Content starts

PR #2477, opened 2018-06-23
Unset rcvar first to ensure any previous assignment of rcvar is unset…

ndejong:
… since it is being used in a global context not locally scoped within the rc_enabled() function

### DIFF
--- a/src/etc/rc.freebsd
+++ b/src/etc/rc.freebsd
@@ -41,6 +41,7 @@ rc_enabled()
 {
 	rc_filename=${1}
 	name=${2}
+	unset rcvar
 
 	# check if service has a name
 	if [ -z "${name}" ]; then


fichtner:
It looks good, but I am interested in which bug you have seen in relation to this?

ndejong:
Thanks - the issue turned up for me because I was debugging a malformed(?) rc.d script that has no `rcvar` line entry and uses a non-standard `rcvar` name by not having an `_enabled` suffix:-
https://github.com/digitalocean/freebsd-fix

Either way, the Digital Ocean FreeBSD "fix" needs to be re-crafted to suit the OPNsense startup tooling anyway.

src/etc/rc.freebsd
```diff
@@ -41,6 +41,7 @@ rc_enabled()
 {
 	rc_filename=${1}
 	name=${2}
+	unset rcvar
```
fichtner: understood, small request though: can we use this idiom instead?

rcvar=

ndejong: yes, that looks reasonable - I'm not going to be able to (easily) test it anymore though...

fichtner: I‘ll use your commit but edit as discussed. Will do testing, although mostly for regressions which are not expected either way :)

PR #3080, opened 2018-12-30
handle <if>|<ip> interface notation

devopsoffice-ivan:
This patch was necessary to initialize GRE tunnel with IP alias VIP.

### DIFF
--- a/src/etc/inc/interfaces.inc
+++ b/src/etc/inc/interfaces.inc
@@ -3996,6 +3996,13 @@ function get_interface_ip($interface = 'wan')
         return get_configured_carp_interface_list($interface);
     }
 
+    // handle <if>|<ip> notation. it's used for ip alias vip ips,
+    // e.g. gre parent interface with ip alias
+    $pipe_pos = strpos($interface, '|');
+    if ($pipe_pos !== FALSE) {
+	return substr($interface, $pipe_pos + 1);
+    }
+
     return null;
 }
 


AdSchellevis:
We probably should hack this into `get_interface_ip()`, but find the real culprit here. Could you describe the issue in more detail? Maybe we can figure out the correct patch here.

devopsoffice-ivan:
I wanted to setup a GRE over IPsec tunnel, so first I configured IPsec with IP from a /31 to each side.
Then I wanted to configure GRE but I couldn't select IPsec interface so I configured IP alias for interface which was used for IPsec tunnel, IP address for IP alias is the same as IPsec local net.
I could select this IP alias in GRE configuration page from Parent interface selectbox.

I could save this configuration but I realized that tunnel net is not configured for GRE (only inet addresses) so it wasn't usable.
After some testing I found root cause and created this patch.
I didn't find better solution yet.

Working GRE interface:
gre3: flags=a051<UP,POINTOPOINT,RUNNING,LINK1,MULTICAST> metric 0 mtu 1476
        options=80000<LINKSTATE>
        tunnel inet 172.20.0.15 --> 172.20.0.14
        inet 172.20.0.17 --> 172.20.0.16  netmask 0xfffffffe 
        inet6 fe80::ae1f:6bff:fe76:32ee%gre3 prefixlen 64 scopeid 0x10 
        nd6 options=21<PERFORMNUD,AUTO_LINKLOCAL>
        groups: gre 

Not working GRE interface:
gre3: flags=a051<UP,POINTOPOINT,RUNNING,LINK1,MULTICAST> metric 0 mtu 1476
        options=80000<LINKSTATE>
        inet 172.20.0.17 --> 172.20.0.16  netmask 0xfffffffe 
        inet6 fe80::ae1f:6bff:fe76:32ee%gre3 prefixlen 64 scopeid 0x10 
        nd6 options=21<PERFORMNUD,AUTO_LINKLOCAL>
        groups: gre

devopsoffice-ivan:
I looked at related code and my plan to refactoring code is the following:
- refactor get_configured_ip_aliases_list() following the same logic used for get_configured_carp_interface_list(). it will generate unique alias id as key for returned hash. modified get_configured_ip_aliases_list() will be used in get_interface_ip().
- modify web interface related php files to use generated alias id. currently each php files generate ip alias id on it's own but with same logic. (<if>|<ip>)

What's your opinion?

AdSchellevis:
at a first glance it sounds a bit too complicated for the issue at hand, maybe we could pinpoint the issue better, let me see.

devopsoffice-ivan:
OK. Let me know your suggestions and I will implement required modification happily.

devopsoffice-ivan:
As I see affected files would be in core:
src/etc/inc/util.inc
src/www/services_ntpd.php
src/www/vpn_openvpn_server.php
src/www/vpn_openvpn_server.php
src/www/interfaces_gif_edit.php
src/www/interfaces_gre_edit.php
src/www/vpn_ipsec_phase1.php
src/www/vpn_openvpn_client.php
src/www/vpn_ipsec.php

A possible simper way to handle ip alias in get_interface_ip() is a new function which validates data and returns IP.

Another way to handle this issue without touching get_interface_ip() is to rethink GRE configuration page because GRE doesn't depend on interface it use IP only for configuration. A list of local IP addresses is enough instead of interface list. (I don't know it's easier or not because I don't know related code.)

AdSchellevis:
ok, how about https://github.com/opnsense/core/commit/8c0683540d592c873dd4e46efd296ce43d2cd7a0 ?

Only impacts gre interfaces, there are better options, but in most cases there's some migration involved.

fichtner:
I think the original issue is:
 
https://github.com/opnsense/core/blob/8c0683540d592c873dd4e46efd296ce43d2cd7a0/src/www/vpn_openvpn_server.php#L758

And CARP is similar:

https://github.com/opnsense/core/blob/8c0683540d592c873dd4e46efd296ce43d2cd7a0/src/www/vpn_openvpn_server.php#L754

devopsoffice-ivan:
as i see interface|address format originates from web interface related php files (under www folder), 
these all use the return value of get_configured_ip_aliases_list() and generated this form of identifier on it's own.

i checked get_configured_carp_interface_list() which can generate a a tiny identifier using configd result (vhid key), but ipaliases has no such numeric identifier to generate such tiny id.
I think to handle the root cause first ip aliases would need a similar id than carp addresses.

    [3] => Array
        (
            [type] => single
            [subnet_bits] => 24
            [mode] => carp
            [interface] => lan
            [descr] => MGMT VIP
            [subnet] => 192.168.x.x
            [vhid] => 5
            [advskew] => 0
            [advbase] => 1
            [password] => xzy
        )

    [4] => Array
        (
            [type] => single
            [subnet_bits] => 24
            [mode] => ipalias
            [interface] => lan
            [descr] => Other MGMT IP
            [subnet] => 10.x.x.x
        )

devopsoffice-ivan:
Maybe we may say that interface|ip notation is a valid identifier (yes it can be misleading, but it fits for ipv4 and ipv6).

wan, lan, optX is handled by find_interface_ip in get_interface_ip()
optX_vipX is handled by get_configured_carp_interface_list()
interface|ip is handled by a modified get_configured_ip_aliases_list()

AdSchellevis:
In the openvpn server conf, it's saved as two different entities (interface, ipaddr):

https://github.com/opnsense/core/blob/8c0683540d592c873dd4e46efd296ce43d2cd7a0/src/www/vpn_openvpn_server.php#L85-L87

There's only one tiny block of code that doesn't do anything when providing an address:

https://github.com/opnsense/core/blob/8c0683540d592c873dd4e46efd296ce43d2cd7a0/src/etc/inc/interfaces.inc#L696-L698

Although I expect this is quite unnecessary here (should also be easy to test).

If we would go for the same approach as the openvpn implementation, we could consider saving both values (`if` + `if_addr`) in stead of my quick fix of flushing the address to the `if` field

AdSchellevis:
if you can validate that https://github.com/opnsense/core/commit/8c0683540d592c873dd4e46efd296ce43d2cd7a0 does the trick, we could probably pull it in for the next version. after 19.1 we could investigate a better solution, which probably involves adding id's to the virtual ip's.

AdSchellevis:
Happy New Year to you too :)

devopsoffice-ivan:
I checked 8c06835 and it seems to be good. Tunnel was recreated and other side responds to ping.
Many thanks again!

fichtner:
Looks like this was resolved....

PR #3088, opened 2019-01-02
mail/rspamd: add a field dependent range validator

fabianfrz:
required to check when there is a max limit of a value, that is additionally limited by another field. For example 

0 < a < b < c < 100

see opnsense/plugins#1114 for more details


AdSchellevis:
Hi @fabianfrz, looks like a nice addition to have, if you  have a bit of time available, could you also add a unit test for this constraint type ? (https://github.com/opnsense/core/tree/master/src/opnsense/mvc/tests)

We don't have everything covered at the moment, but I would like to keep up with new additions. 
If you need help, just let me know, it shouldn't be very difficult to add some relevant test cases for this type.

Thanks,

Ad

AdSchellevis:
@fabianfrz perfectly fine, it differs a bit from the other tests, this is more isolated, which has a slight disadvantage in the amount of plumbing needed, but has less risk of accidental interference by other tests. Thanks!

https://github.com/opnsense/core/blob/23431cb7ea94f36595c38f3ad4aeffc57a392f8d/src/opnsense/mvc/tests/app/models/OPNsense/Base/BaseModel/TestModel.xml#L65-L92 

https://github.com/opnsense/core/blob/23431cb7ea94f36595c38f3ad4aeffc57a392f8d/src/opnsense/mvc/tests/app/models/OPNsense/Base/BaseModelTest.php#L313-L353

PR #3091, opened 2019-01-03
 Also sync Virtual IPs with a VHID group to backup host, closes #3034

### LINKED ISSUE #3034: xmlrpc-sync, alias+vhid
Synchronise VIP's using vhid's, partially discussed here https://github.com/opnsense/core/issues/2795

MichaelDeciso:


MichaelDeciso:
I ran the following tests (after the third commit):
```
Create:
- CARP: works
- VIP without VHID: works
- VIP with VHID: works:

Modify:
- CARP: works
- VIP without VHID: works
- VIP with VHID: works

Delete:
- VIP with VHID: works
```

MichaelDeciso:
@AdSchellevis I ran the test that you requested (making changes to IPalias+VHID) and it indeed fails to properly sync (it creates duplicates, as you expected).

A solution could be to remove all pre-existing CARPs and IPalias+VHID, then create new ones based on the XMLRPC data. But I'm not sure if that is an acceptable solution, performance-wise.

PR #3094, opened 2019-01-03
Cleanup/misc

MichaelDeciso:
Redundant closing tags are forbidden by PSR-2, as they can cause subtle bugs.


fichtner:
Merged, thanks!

Content ends
Content starts

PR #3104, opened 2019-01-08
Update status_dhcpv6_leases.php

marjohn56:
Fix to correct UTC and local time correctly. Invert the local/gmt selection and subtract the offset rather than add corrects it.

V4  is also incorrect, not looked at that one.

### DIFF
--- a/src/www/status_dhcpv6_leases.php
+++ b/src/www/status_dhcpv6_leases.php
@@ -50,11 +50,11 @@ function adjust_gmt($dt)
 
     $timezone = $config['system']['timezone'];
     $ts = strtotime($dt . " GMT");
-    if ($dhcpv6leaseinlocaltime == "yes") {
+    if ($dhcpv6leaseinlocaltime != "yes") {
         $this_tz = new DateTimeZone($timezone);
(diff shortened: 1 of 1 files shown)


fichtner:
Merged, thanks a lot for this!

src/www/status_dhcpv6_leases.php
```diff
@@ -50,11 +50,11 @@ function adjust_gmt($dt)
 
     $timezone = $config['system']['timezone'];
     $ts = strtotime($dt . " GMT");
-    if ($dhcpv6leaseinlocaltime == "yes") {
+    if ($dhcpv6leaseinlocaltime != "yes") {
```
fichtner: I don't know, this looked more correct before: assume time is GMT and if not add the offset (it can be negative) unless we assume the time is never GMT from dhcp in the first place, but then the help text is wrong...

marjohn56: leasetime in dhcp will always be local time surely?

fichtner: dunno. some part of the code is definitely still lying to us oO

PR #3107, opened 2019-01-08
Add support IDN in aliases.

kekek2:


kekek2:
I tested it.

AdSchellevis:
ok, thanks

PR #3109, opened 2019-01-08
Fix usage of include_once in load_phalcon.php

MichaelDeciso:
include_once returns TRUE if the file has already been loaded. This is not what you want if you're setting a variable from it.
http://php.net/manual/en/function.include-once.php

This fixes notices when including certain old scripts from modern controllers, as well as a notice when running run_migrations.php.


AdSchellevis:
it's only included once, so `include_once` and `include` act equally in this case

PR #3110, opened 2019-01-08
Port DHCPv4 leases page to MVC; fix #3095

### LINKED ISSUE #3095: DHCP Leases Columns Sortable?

Content ends

**EXERCISE REQUIREMENTS**
Sift the material for lines that include the word "wanted", and copy each one.

**THE ANSWER**
I wanted to setup a GRE over IPsec tunnel, so first I configured IPsec with IP from a /31 to each side.
Then I wanted to configure GRE but I couldn't select IPsec interface so I configured IP alias for interface which was used for IPsec tunnel, IP address for IP alias is the same as IPsec local net.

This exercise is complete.